WHAT YOU SHOULD DO:
Please write out the data below once more, exactly as it stands.
════════════════
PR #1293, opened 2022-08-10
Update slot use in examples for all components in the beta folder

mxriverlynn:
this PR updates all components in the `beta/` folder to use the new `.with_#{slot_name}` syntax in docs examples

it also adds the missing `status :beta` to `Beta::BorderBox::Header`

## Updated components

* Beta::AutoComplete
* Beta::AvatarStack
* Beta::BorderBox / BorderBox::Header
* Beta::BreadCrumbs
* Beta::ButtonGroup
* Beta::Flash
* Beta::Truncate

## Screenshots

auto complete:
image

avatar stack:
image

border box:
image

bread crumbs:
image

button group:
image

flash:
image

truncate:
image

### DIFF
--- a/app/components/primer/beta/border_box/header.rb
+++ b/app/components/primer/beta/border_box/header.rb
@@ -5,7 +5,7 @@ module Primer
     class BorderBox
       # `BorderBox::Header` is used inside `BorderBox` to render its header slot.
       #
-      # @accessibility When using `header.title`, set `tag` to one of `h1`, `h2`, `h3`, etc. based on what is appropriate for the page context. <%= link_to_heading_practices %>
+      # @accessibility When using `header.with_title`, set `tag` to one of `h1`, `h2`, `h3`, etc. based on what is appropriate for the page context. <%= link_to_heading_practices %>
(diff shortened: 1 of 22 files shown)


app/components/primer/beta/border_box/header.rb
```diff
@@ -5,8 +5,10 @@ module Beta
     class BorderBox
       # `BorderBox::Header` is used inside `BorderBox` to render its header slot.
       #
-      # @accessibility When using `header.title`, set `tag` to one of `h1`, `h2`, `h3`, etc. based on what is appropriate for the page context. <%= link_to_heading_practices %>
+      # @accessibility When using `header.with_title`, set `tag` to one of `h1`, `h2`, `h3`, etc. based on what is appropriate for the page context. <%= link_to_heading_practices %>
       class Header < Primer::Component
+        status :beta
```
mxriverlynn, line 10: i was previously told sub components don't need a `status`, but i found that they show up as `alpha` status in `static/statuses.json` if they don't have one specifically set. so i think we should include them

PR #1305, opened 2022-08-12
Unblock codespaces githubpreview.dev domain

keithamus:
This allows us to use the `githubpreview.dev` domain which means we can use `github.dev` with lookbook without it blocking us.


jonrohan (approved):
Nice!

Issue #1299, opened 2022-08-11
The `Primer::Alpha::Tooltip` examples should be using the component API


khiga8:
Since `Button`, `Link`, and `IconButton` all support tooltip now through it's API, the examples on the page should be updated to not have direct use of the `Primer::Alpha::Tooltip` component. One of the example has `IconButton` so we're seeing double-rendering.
════════════════
FINISHED TASK:
PR #1293, opened 2022-08-10
Update slot use in examples for all components in the beta folder

mxriverlynn:
this PR updates all components in the `beta/` folder to use the new `.with_#{slot_name}` syntax in docs examples

it also adds the missing `status :beta` to `Beta::BorderBox::Header`

## Updated components

* Beta::AutoComplete
* Beta::AvatarStack
* Beta::BorderBox / BorderBox::Header
* Beta::BreadCrumbs
* Beta::ButtonGroup
* Beta::Flash
* Beta::Truncate

## Screenshots

auto complete:
image

avatar stack:
image

border box:
image

bread crumbs:
image

button group:
image

flash:
image

truncate:
image

### DIFF
--- a/app/components/primer/beta/border_box/header.rb
+++ b/app/components/primer/beta/border_box/header.rb
@@ -5,7 +5,7 @@ module Primer
     class BorderBox
       # `BorderBox::Header` is used inside `BorderBox` to render its header slot.
       #
-      # @accessibility When using `header.title`, set `tag` to one of `h1`, `h2`, `h3`, etc. based on what is appropriate for the page context. <%= link_to_heading_practices %>
+      # @accessibility When using `header.with_title`, set `tag` to one of `h1`, `h2`, `h3`, etc. based on what is appropriate for the page context. <%= link_to_heading_practices %>
(diff shortened: 1 of 22 files shown)


app/components/primer/beta/border_box/header.rb
```diff
@@ -5,8 +5,10 @@ module Beta
     class BorderBox
       # `BorderBox::Header` is used inside `BorderBox` to render its header slot.
       #
-      # @accessibility When using `header.title`, set `tag` to one of `h1`, `h2`, `h3`, etc. based on what is appropriate for the page context. <%= link_to_heading_practices %>
+      # @accessibility When using `header.with_title`, set `tag` to one of `h1`, `h2`, `h3`, etc. based on what is appropriate for the page context. <%= link_to_heading_practices %>
       class Header < Primer::Component
+        status :beta
```
mxriverlynn, line 10: i was previously told sub components don't need a `status`, but i found that they show up as `alpha` status in `static/statuses.json` if they don't have one specifically set. so i think we should include them

PR #1305, opened 2022-08-12
Unblock codespaces githubpreview.dev domain

keithamus:
This allows us to use the `githubpreview.dev` domain which means we can use `github.dev` with lookbook without it blocking us.


jonrohan (approved):
Nice!

Issue #1299, opened 2022-08-11
The `Primer::Alpha::Tooltip` examples should be using the component API


khiga8:
Since `Button`, `Link`, and `IconButton` all support tooltip now through it's API, the examples on the page should be updated to not have direct use of the `Primer::Alpha::Tooltip` component. One of the example has `IconButton` so we're seeing double-rendering.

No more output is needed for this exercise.